Over six decades later, as a grandmother, I can’t help smiling as I see that sturdy, useful little tray still gracing my kitchen. Even its imperfections have a certain charm to them. They didn’t ruin it after all. They only serve as gentle reminders not to let perfectionism extinguish the joy of the moment. And I can still use those reminders. Oh, yes, even now.

Not long ago I made an obvious mistake near the end of the piano accompaniment of Rachmaninoff’s “Vocalise,” which our grandson was performing on his violin for his mom’s birthday party. And to make matters worse, it was being recorded! I was in anguish over it because the rest of it had gone so well. But strangely enough, no one else seemed the least bit disturbed by my mistake.

Experts, of course, don’t make such mistakes. And I suppose I could talk myself out of doing a lot of things I enjoy simply because I don’t do them expertly. Or perhaps I could devote myself to many more hours of practice in order to develop expertise. But in most cases expertise, as I’ve learned, isn’t what it takes to spark joy in those around me. Love is. With love it’s almost impossible to “ruin” anything, and without it nothing ever quite satisfies. So perhaps, when all is said and done, the only talent worth perfecting is love.

Hearing Those Life-Changing Messages

On any given day, a simple, quiet message from God can make all the difference…but only if we hear it. So, the question is: How do we do it?

Psalm 85 declares confidently: “I will hear what God the Lord will speak.” Wanting to know more about this kind of hearing, I hunted down the original Hebrew word on my Touch Bible app to get its full meaning. I discovered that shama’ means hearing intelligently, hearing spiritually, giving undivided attention, and that it can also include agreeing with what is said and obeying it.

Now that, I thought, is an excellent description of how I’d like to receive what my daughter Meghan Williams calls those “downloads from heaven.” But in the clamor of this busy, media-saturated world, giving undivided attention to the “still small voice” that resonates at our heart’s core can be difficult. When we’re plugging through life on autopilot, it just doesn’t happen. But what if, instead of reacting with annoyance when our agenda is interrupted or thwarted, we turn aside for a moment to “hear what God the Lord will speak”? On some occasions, I’ve seen that kind of hearing change the picture dramatically.

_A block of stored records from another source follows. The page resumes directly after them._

PR #5643, opened 2021-03-14
Improves cdn notifications functionality

mitchell852:

Changes include:

1. provides the ability to create multiple notifications per CDN (instead of just one)
2. provides the ability to dismiss (or hide) a notification in TP and uses localstorage to remember the user's decision to dismiss the notification.
3. provides a drop down of all notifications for a cdn
4. provides 2 grids to help manage notifications (https://tp.domain.tld/#!/notifications and https://tp.domain.tld/#!/cdns/{{id}}/notifications)
5. Adds the ability to view/create notifications for the "ALL" cdn which is basically the same as a global notification.

- Documentation
- Traffic Ops
- Traffic Portal


traffic_portal/app/src/common/modules/header/header.tpl.html
```diff
@@ -80,9 +80,34 @@
                     <button type="button" class="btn btn-link" ng-if="hasCapability('cdns-snapshot')" ng-click="snapshot()"><i class="fa fa-camera"></i></button>
                 </div>
             </li>
-            <li ng-repeat="cdn in cdns">
-                <div class="btn-group" title="{{(cdn.notificationCreatedBy) ? 'Delete Global ' + cdn.name + ' Notification' : 'Create Global ' + cdn.name + ' Notification'}}">
-                    <button type="button" class="notification btn btn-link" ng-click="toggleNotification(cdn)">{{cdn.name}} <i class="fa" ng-class="{ 'fa-bell': cdn.notificationCreatedBy, 'fa-bell-o': !cdn.notificationCreatedBy }"></i> <i ng-show="cdn.notificationCreatedBy" class="fa fa-times"></i></button>
+            <li role="presentation" class="dropdown" ng-repeat="cdn in cdns | orderBy: '-name'">
+                <div class="btn-group" title="{{cdn.name}} Notifications" uib-dropdown is-open="{{cdn.name}}-notifications.isopen">
```
ocket8888, line 84: button should have `type=button` since it isn't part of a `form`

traffic_portal/app/src/common/modules/header/header.tpl.html
```diff
@@ -80,9 +80,34 @@
...
+                    <button id="{{cdn.name}}-notifications" type="button" class="btn btn-link" ng-click="getNotifications(cdn)" uib-dropdown-toggle>
+                        {{cdn.name}} <i class="fa" ng-class="{ 'fa-bell': cdn.hasNotifications, 'fa-bell-o': !cdn.hasNotifications }"></i>
+                    </button>
+                    <ul class="uib-dropdown-menu list-unstyled msg_list animated fadeInDown" role="menu">
+                        <li ng-show="loadingNotifications" style="text-align: center"><i class="fa fa-refresh fa-spin fa-1x fa-fw"></i></li>
```
ocket8888, line 89: I think this should use `ng-if`, since after the http request resolves the value will never change again, so there's no need to clutter the DOM with this element.

traffic_portal/app/src/common/modules/header/header.tpl.html
```diff
@@ -80,9 +80,34 @@
...
+                        <li ng-show="notifications.length === 0">
```
ocket8888, line 90: I think this check will cause it to say there are no notifications for every CDN if and only if there are no notifications for _any_ CDN. So if you have a notification for CDN A and none for CDN B, CDN B won't show this.

traffic_portal/app/src/common/modules/header/header.tpl.html
```diff
@@ -80,9 +80,34 @@
...
+                                    <span>{{::notification.user}}</span>
+                                    <span class="time">{{::getRelativeTime(notification.lastUpdated)}}</span>
+                                </span>
+                                <span class="message">{{::notification.notification}}</span>
+                            </a>
+                        </li>
+                        <li>
+                            <div class="text-center">
+                                <a>
+                                    <strong><a ng-click="navigateToPath('/cdns/' + cdn.id + '/notifications')">Manage {{cdn.name}} notifications</a></strong>
```
ocket8888, line 105: anchors should use `href` attributes, not click handlers

traffic_portal/app/src/common/modules/notifications/notifications.tpl.html
```diff
@@ -18,7 +18,8 @@
 -->
 
 <div id="notificationsContainer">
-    <div class="alert alert-info" ng-repeat="n in notifications">
+    <div ng-show="!dismissedNotifications.includes(n.id)" class="alert alert-dismissable alert-info" ng-repeat="n in notifications | orderBy: 'cdn'">
```
ocket8888, line 21: This should be using `ng-if`, since a notification can't be un-dismissed

traffic_ops/app/db/migrations/2021031400000000_cdn_notifications_multiple.sql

For instance, one cloudy spring afternoon, I had just stretched out for a much-needed nap only to be accosted by the roar of one jumbo jet after another passing seemingly inches above our roof. Being a light sleeper, I was more than slightly bothered by it—bothered, that is, until I heard that inner voice gently addressing me. “Would you be feeling this way if you were hearing birds twittering or a breeze blowing?” I had to admit that I wouldn’t. Birds and breezes seemed to me beautiful glimpses of God’s creation, so how could they annoy me? But those jets were just noisy man-made machines. That was an altogether different matter.

What I heard next, however, turned me around a full 180 degrees: “Where do you think the designers of these amazing high-speed aircraft got their intelligence? Who gave those flight attendants their compassion, patience, and consideration? Who gave those travelers the wise, or loving, or productive purpose of their journey?” Suddenly I found myself in awe of what, moments before, had seemed just an annoyance. I literally began to love and appreciate those planes and to embrace them in my concept of God’s creation. Not surprisingly, I was soon peacefully resting.

I’ve had many opportunities since then to apply the message I heard that day to other, more challenging situations. It taught me how to view the very circumstance I was resenting from a more inclusive, even appreciative, God-perspective. And I know such messages are always here to be heard if only I’m willing to give them my loving. undivided attention.